▶ **Material for the task**:

PR #4417, opened 2024-04-29
chore: bump dependencies in /viewer

christjt:
#### Type of change

Chore 

## Description :pencil:

Bump all deps. The only one I had to revert was ESLint, as we have a plugin(header/header) which does not, at this moment, support the next major version.


viewer/packages/utilities/src/WebGLRendererStateHelper.test.ts
```diff
@@ -118,22 +212,60 @@ describe('WebGLRendererStateHelper', () => {
...
 
     helper.setScissor(0, 0, 128, 128);
-    expect(setScissorSpy).toBeCalledWith(0, 0, 128, 128);
+    expect(setScissorSpy).toHaveBeenCalledWith(0, 0, 128, 128);
 
     helper.resetState();
-    expect(setScissorSpy).toBeCalledWith(new THREE.Vector4(0, 0, 64, 64));
+    expect(setScissorSpy).toHaveBeenCalledWith(new THREE.Vector4(0, 0, 64, 64));
+
+    function mockedWebGLRenderer(): Mock<THREE.WebGLRenderer> {
```
haakonflatval-cognite, line 234: Is it necessary with separate renderer-mocking functions in this file? Is it because this test is testing very specific parts of the renderer?

viewer/packages/cad-model/src/batching/MultiBufferBatchingManager.ts
```diff
@@ -276,17 +287,19 @@ export class MultiBufferBatchingManager implements DrawCallBatchingManager {
     const newOffset = updateRange.byteOffset / typeSize;
     const newCount = updateRange.byteCount / typeSize;
 
-    const { offset: oldOffset, count: oldCount } = attribute.data.updateRange;
-    if (oldCount === -1) {
-      attribute.data.updateRange = { offset: newOffset, count: newCount };
+    if (attribute.data.updateRanges.length === 0) {
+      attribute.data.clearUpdateRanges();
+      attribute.data.updateRanges.push({ start: newOffset, count: newCount });
```
haakonflatval-cognite, line 292: Do we need to clear here? Isn't the updateRanges-array already empty?

haakonflatval-cognite (approved):
LGTM :+1: Just a couple of questions

viewer/packages/cad-model/src/batching/MultiBufferBatchingManager.ts
christjt: Guess we don't was just scared if there is some other metadata or something that it tracks internally.

PR #4499, opened 2024-05-15
fix: contexts not being cleaned up properly

christjt:
#### Type of change

Bug 

#### Jira ticket :blue_book:

https://cognitedata.atlassian.net/browse/BND3D-4232
(maybe this) https://cognitedata.atlassian.net/browse/BND3D-4175

## Description :pencil:

Removes missing and / or wrong cleanup causing contexts not being cleaned up properly.

Create an instance of Cognite3DViewer and instantly dispose it. Doing a memory snapshot should not show any missing webgl / rendering contexts (that reveal creates at least).


haakonflatval-cognite (approved):
LGTM :+1:

PR #4501, opened 2024-05-15
fix(react-components): unknown space `cog_3d_data` error when models are added into different space

pramodcog:
#### Type of change

Bug 

#### Jira ticket :blue_book:

https://cognitedata.atlassian.net/browse/BND3D-4100

## Description :pencil:
If 3D models are not added into `cog_3d_data` space than on node clicking it would result in console error, this PR fixes the issue by fetching and maintain space the 3D model belong to.
 
In `Search`

- `yarn && yarn build && yalc publish` in `react-components`
- `yalc add @cognite/reveal-react-components && yarn && nx serve flexible-data-explorer` in `fusion` repo
- Load `omv` project and browse to 3D page
- Load `Maui Production Station` site
- Click on any 3D node, console.error should not popup


react-components/src/components/CacheProvider/RevisionFdmNodeCache.ts
```diff
@@ -247,9 +251,13 @@ export class RevisionFdmNodeCache {
 
       return edgesAndNodes.map((edge) => edge.edge);
     }
+    const modelInstances = await this._model;
```
danpriori, line 254: Can we have getters and setters instead of accessing internal/private parameters? Even internally I think it would be better to use it, unless we dont follow this OOP pattern or it has some consequences that I'm not aware of in our case.

pramodcog: getter and setter is useful only when it is used outside this class and we access it else where

danpriori: Actually, in some cases getter and setter are also good to be used internally, mostly for future code, single point of truth, future simplicity, etc.. is a common OOP pattern.
Like if we have to introduce some extra check before return/set that object then we have the opportunity to do that in one single place (inside the getter or setter) without replicating the same code all over other places that needs to have that treatment. Then we're ending up creating a function for that, which behaves like a getter/setter in the end of the day.

But ofc, I dont have a strong opinion in our case, as we're using this pattern already.

danpriori (approved):
LGTM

▶ **Work instruction**: Precisely the lines between those holding "fix(react-components): unknown space" and "Like if we have", inclusive, are to be reproduced from the listing above, with nothing added.

▶ **Written solution**:
fix(react-components): unknown space `cog_3d_data` error when models are added into different space

pramodcog:
#### Type of change

Bug 

#### Jira ticket :blue_book:

https://cognitedata.atlassian.net/browse/BND3D-4100

## Description :pencil:
If 3D models are not added into `cog_3d_data` space than on node clicking it would result in console error, this PR fixes the issue by fetching and maintain space the 3D model belong to.
 
In `Search`

- `yarn && yarn build && yalc publish` in `react-components`
- `yalc add @cognite/reveal-react-components && yarn && nx serve flexible-data-explorer` in `fusion` repo
- Load `omv` project and browse to 3D page
- Load `Maui Production Station` site
- Click on any 3D node, console.error should not popup


react-components/src/components/CacheProvider/RevisionFdmNodeCache.ts
```diff
@@ -247,9 +251,13 @@ export class RevisionFdmNodeCache {
 
       return edgesAndNodes.map((edge) => edge.edge);
     }
+    const modelInstances = await this._model;
```
danpriori, line 254: Can we have getters and setters instead of accessing internal/private parameters? Even internally I think it would be better to use it, unless we dont follow this OOP pattern or it has some consequences that I'm not aware of in our case.

pramodcog: getter and setter is useful only when it is used outside this class and we access it else where

danpriori: Actually, in some cases getter and setter are also good to be used internally, mostly for future code, single point of truth, future simplicity, etc.. is a common OOP pattern.
Like if we have to introduce some extra check before return/set that object then we have the opportunity to do that in one single place (inside the getter or setter) without replicating the same code all over other places that needs to have that treatment. Then we're ending up creating a function for that, which behaves like a getter/setter in the end of the day.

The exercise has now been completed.